**Directions for this task**
Only lines containing the word "multiple" belong in the answer; copy each one from the records.

━━━ Available records ━━━

PR #256, opened 2018-05-22
Please ignore

phoebem:
…e, process-smil

Lossless concat for multipart chunked video source(same codec)
Demux to deal with multipart files (epiphan)
Multiencode to encode multiple files by encoding profile in one operation
Process-smiltrack to concatenate trimmed clips and encode to multiple delivery formats by encoding profile in one operation


phoebem:
Only used for commparison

━━━

**Solution below**
Multiencode to encode multiple files by encoding profile in one operation
Process-smiltrack to concatenate trimmed clips and encode to multiple delivery formats by encoding profile in one operation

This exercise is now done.